- Decades:: 1910s; 1920s; 1930s; 1940s; 1950s;
- See also:: Other events of 1938; History of Romania; Timeline of Romanian history; Years in Romania;

= 1938 in Romania =

Events from the year 1938 in Romania. A self-coup and subsequent new constitution make Carol II a royal dictator.

==Incumbents==
- King: Carol II.
- Prime Minister:
  - Octavian Goga (until 10 February)
  - Miron Cristea (from 11 February)

==Events==
- 10 February – Carol II stages a self-coup, deposes Octavian Goga as Prime Minister and cancels the elections planned for March in an attempt to create a royal authoritarian dictatorship.
- 24 February – A constitutional referendum is held, which by 4,289,581 votes to 5,843 grants Carol II the dictatorial powers he sought in his self-coup. Voting is open and compulsory, and there are allegations of coercion.
- 27 February – The 1938 constitution is ratified by Parliament, codifying the earlier coup and referendum.
- 30 March – The right-wing National Christian Party and Romanian Front are dissolved.
- 16 April – Corneliu Zelea Codreanu, the leader of the Iron Guard, along with other members of the party, is arrested.
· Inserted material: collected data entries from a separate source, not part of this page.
PR #2678, opened 2021-09-08
Adds default file support to FileMiddleware

NeedleInAJayStack:
Many HTTP servers support specifying a default file when a request hits a public directory. For example, a request to `http://server.com/path/` may automatically serve the file at `path/index.html`.

This PR adds this functionality to the FileMiddleware via an initialization parameter. It defaults to disabled but can be customized to whatever default file name is desired. This default file name is also served automatically for all subdirectory queries. If the default file does not exist, the request is passed on to the next Responder.

A usage example:

```swift
// Default file serving is disabled
app.middleware.use(FileMiddleware(publicDirectory: "public/"))

// Serves `index.html` (if it exists) to a request to `http://server.com/`, as well as any subdirectories
app.middleware.use(FileMiddleware(publicDirectory: "public/", defaultFile: "index.html"))
```

Resolves: https://github.com/vapor/vapor/issues/2455


NeedleInAJayStack:
Hey @0xTim or @gwynne, do you mind giving this a look?

Sources/Vapor/Middleware/FileMiddleware.swift
```diff
@@ -30,14 +35,34 @@ public final class FileMiddleware: Middleware {
...
+            let res = request.fileio.streamFile(at: filePath)
+            return request.eventLoop.makeSucceededFuture(res)
+        } else {
+            // Check for the default file
+            guard let defaultFileName = defaultFile else {
+                return next.respond(to: request)
+            }
+            
+            var defaultFilePath = filePath.hasSuffix("/") ? filePath : filePath + "/"
+            defaultFilePath = defaultFilePath + defaultFileName
```
stevapple, line 57: Ideally we should explicitly handle the cases where `defaultFileName` starts with `/`.
In those cases, `defaultFilePath` should be `publicDirectory + defaultFileName`.

Tests/VaporTests/FileTests.swift
```diff
@@ -106,4 +106,29 @@ final class FileTests: XCTestCase {
...
+
+        let path = #file.split(separator: "/").dropLast().joined(separator: "/")
+        app.middleware.use(FileMiddleware(publicDirectory: "/" + path, defaultFile: "index.html"))
+
+        try app.test(.GET, "Utilities/") { res in
+            XCTAssertEqual(res.status, .ok)
+            XCTAssertEqual(res.body.string, "<h1>Default</h1>\n")
+        }
+    }
+
```
stevapple, line 122: And there should be a `testDefaultFileFromRoot`.

stevapple (changes requested):
Cases where `defaultFile` starts with `/` should be addressed.
We should either handle such cases explicitly or prohibit them with assertions.

Sources/Vapor/Middleware/FileMiddleware.swift
NeedleInAJayStack: Great suggestion! I've added this.

Tests/VaporTests/FileTests.swift
NeedleInAJayStack: Sure, I've added a testDefaultFileAbsolute method.

Sources/Vapor/Middleware/FileMiddleware.swift
stevapple: I think we should allow fallback to an absolute default file whenever the requested path doesn't exist? It doesn't rely on an existing directory as the root.

NeedleInAJayStack: > I think we should allow fallback to an absolute default file whenever the requested path doesn't exist?

I considered this and my only hesitation is that file existence is the only means for us to pass through FileMiddleware. If we make an absolute defaultFile and it matches even on paths that don't exist, we are basically saying that the server should ONLY ever serve the public files or the default file, regardless of any other routing definitions.

For example, consider the following server:

```swift
app.middleware.use(FileMiddleware(publicDirectory: "/Public", defaultFile: "/index.html"))
app.routes.get("hello") { req in
    return "hello there".encodeResponse(for: req)
}
```

We would never be able to reach the `hello` route because it would be caught in the FileMiddleware and `index.html` would be served.

Perhaps this is okay or there's a better way to do this, but I don't have enough experience with Vapor's Middleware system to know for sure. I'd be really interested in your opinion!

Sources/Vapor/Middleware/FileMiddleware.swift
```diff
@@ -18,26 +24,67 @@ public final class FileMiddleware: Middleware {
...
+    /// Determines if input path is absolute based on a leading slash
+    func isAbsolute() -> Bool {
+        return self.hasPrefix("/")
+    }
+
+    /// Makes a path relative by removing all leading slashes
+    func removeLeadingSlashes() -> String {
+        var newPath = self
+        while newPath.hasPrefix("/") {
+            newPath = String(newPath.dropFirst())
```
stevapple, line 77:
```suggestion
            newPath.removeFirst()
```

stevapple (approved):

stevapple:
I’m okay with the change, cc @0xTim

0xTim (approved):

PR #2856, opened 2022-07-06
Add support for regular expression validations

K1NXZ:
Validate a regular expression pattern

Example:
```swift
struct TestContent: Codable, Validatable {
        validations.add("numbersOnly", as: String.self, is: .pattern("^[0-9]*$"))
    }
    
    let numbersOnly: String
    
    init(numbersOnly: String) {
        self.numbersOnly = numbersOnly
    }
}
```


0xTim (approved):
Thanks!

PR #2857, opened 2022-07-15
Add documentation comments and a defaulting subscript to `Storage`.

gwynne:
The new subscript simplifies "provider" implementations that extend `Application` and use its `Storage` instance without complex initialization requirements:

```swift
extension Application {
    public struct Foo {
        final class Storage { /* content which needs no special initialization */ }
        struct Key: StorageKey { typealias Value = Storage }
        let application: Application

        // Before:
        var storage: Storage {
            if self.application.storage[Key.self] == nil { self.initialize() }
            return self.application.storage[Key.self]!
        }

        func initialize() { self.application.storage[Key.self] = .init() }

        // After:
        var storage: Storage { self.application.storage[Key.self, default: .init()] }
```

### DIFF
--- a/Sources/Vapor/Utilities/Storage.swift
+++ b/Sources/Vapor/Utilities/Storage.swift
@@ -18,7 +18,7 @@ public struct Storage {
         }
     }
     
-    /// The logger provied to shutdown closures.
+    /// The logger provided to shutdown closures.
     let logger: Logger
 
     /// Create a new ``Storage`` container using the given logger.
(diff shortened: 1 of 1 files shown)


Sources/Vapor/Utilities/Storage.swift
```diff
@@ -34,10 +44,26 @@ public struct Storage {
...
+    /// value to the storage if the key does not already exist. Similar to
+    /// ``Swift/Dictionary/subscript(key:default:)``. The `defaultValue` autoclosure
+    /// is evaluated only when the key does not already exist in the container.
+    public subscript<Key>(_ key: Key.Type, default defaultValue: @autoclosure () -> Key.Value) -> Key.Value
+        where Key: StorageKey
+    {
+        mutating get {
+            if let existing = self[key] { return existing }
+            self.set(Key.self, to: defaultValue())
+            return self[key]!
```
0xTim, line 57: I mean I'm not enamored with the force unwrap even though it's safe. One option would be

```suggestion
            let new = defaultValue()
            self.set(Key.self, to: new)
            return new
```

0xTim (approved):
LGTM, one potential clean up

vzsg (approved):
I agree with Tim about removing that force unwrap, otherwise LGTM 👍🏻

PR #2859, opened 2022-07-19
fix: validate each not taking required parameter into account

BasPeter:
- Required parameter in add(each) now taken into account for validation
- Add tests for required false test case


0xTim (approved):
Thanks!

PR #2865, opened 2022-08-04
Implement support for custom verify callbacks

Lukasa:
Motivation

When using NIOSSL it is sometimes necessary to completely take over the
certificate verification logic. NIOSSL exposes a callback for this, but
it's currently hidden from Vapor users. We should let them get access to
this callback.

Modifications

- Added the callback to the HTTPServer configuration struct.
- Plumbed the callback through.
- Added some invalid test certs to the resources for the tests.
- Added a test to confirm the override functions correctly.

Result

Users can override client cert validation.


0xTim (approved):
Thanks!

PR #2866, opened 2022-08-06
Redirect keep path redirected from

iamtuxmeister:
This is a non breaking change that add a property appendNext: Bool to the redirectMiddleware() method.
This will allow capturing the next get parameter from the url to redirect back to the source of the authentication request.

### DIFF
--- a/Sources/Vapor/Authentication/RedirectMiddleware.swift
+++ b/Sources/Vapor/Authentication/RedirectMiddleware.swift
@@ -3,16 +3,24 @@ extension Authenticatable {
     ///
     /// - parameters:
     ///    - path: The path to redirect to if the request is not authenticated
-    public static func redirectMiddleware(path: String) -> Middleware {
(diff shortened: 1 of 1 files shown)


0xTim:
This isn't needed because the closure for the `RedirectMiddleware` allows you to specify this in a flexible way:

```swift
let redirectMiddleware = User.redirectMiddleware { req -> String in
  return "/login?authRequired=true&next=\(req.url.path)"
}
```

iamtuxmeister:
Thank you, that is a far more elegant solution than my hammer.
I am a perl programmer, working toward joining the 21st century with swift.
The swift magic that can tell the difference between the 6 different things
named the same, and know where to pass the closure is still a little
mysterious to me.

Would you update the documentation on the website?

Thank you

0xTim:
Tracking at https://github.com/vapor/docs/issues/699

PR #2870, opened 2022-08-12
Add support for using AsyncCommand and booting in fully async context

gwynne:
Support for `AsyncCommand` goes through a new `asyncCommands` property on `Application`, which supersedes `commands`. Anything added to `commands` - including Vapor's butilin default commands - is automatically included in the `asyncCommands` (assuming the async entry point methods are called).

To correctly boot Vapor from an `async` entry point, call `try await app.run()` instead of `try app.run()`; it's a subtle change, but makes a significant difference.

This is an alternative to #2853 and vapor/console-kit#175; this PR should not be merged if those are, and vice versa.


Joannis:
@gwynne is this PR ready for review? If so, can you update the branch and tag me as reviewer?

gwynne:
This PR is defunct, I didn't mean to leave it open.

PR #2873, opened 2022-08-16
Async Next Steps

0xTim:
This PR has a number of aims:

* Allow easier adoption of `Sendable` in Vapor
* Allow user's to back-deploy async/await to older OSes
* Ensure that we're safe in an async/await world.

To achieve this, the PR bumps the minimum supported Swift version to 5.6. This allows us to adopt `Sendable` and backdeploy Concurrency without needing a ton of duplication all over the code base.

This PR also starts deprecating `Storage` to move to an actor based `AsyncStorage` to ensure we can handle reads and writes from multiple concurrent contexts. This is going to be a far-reaching change as almost everything is underpinned by `Storage` so migrating away is going to require some tricks (like semaphores to ensure we can synchronously wait in non-async contexts), shuffling data between legacy storage systems and new storage systems and forcibly nudging users to use the new APIs

### DIFF
--- a/Sources/Vapor/Sessions/AsyncSessions.swift
+++ b/Sources/Vapor/Sessions/AsyncSessions.swift
@@ -29,4 +29,8 @@ public final actor AsyncSession {
     public func destroy() {
         self.isValid = false
     }
+    
+    public func set(_ key: String, to value: String?) {
+        self.data[key] = value
+    }
 }
--- a/Sources/Vapor/Sessions/AsyncSessions.swift
+++ b/Sources/Vapor/Sessions/AsyncSessions.swift
@@ -7,7 +7,7 @@
 /// This is the version of ``Session`` for use with `async`/`await`
 public final actor AsyncSession {
     /// This session's unique identifier. Usually a cookie value.
-    public var id: SessionID?
+    public let id: SessionID?
 
     /// This session's data.
     public var data: SessionData
@@ -17,7 +17,7 @@ public final actor AsyncSession {
 
     /// Create a new `Session`.
     ///
-    /// Normally you will use `Request.session()` to do this.
+    /// Normally you will use ``Request.asyncSession`` to do this.
     public init(id: SessionID? = nil, data: SessionData = .init()) {
         self.id = id
         self.data = data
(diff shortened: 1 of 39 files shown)


Sources/Vapor/Sessions/AsyncSessions.swift
```diff
@@ -0,0 +1,41 @@
...
+        self.isValid = false
+    }
+    
+    
+    /// Set the underlying session data in a safe way
+    /// - Parameters:
+    ///   - key: The key for that piece of session data
+    ///   - value: The value of the session data
+    public func set(_ key: String, to value: String?) {
+        self.data[key] = value
```
jdmcd, line 39: Just out of curiosity - should setting this data be guarded against `isValid`?

clayellis:
I'd like to see the `async*` prefix that was introduced to parameter names (not necessarily type names) dropped from the API. It starts to get very noisy to see `await req.asyncSession.foo` or `await req.auth.asyncLogin`. The presence of the `await` keyword should be indication enough that you're using the async variant. That said — I know there are valid reasons for introducing the `async*` variant since most of the time they're using different types. But maybe there's an elegant solution here?

Sources/Vapor/Sessions/AsyncSessions.swift
0xTim: Potentially - or at least setting it to true

0xTim:
@clayellis I agree the `async*` prefixes are laborious to say the least. But we don't want to break the public API until Swift 6 which means we can't just change all the property types and async-ness without

clayellis:
@0xTim makes perfect sense — and I'm glad to hear that the plan is (or at least sounds like) to drop that prefix with Vapor 5/Swift 6

0xTim:
@clayellis yes to be clear - when Vapor 5 is released when Swift 6 is out all the `async*` prefixes will disappear, as will any mention of `EventLoop`s!

Kyle-Ye:
Since Swift 5.7 is officially landing, is there any plan to make progress on this PR? Or are there any other blocking items?

0xTim:
@Kyle-Ye just time - I'm slowly working through it alongside a few other things

Gerzer:
Is there any movement on this? It’s currently very difficult to achieve full concurrency safety with Vapor because of the lack of `Sendable` conformance for many types that should be thread-safe (_e.g._, with `NIOLock`) but don’t explicitly adopt `Sendable`.

0xTim:
Closing in favour of #3000

PR #2874, opened 2022-08-17
Add missing protocol `ExpressibleByStringLiteral` to `HTTPHeaders.Name`

grahamburgsma:
Add missing protocol `ExpressibleByStringLiteral` to `HTTPHeaders.Name`. The implementation `init(stringLiteral:)` was there, but the actual protocol was missing.


0xTim (approved):
Thanks!

PR #2875, opened 2022-08-18
Fix Leaf Downstream CI

0xTim:
Adds the required env var for Leaf to ensure the downstream tests still work


gwynne (changes requested):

He is sentenced to ten years prison but shot while allegedly trying to escape on 30 November.
- 14 August – In a major reorganisation of the administrative division of the country, Carol II divides Romania into 10 Regions (Ținuturi), which are named Argeș, Crișuri, Dunării, Jiu, Mării, Mureș, Nistru, Prut, Suceava and Timiș.
- 24 November – Carol II meets Chancellor of Germany, Adolf Hitler. An agreement is reached to provide Germany with food and oil.
- Date unknown – Letea Forest is declared the first nature reserve in Romania.

==Births==
- 20 January –Maria Zaharescu, physical chemist.
- 3 October – Lia Vanea, volleyball player who competes in the 1964 Summer Olympics.
- 9 October – Olga Orbán, World Champion and Olympic medal winning foil fencer (died 2022).

==Deaths==
- 12 February – Iosif Trifa, Romanian Orthodox priest and evangelist.
- 9 June – Ovid Densusianu, poet, linguist, folklorist, and full member of the Romanian Academy (born 1873).
- 18 July – Queen Marie of Romania, consort of Ferdinand I (born 1875).
- 16 August – Marcel Pauker, husband of Ana Pauker, Communist leader, executed near Moscow during the Great Purge (born 1896).
- 5 September – Gheorghe Mărdărescu, major general in World War I, commander during the Hungarian–Romanian War of 1919, and Minister of War from 1922 to 1926.
- 2 October – Alexandru Averescu, general in World War I, Marshal and Prime Minister of Romania (born 1858).
- 30 November – Corneliu Zelea Codreanu, Romanian politician and organization founder.
- 29 December – Eugenia de Reuss Ianculescu, teacher, writer, and women's rights activist (born 1866).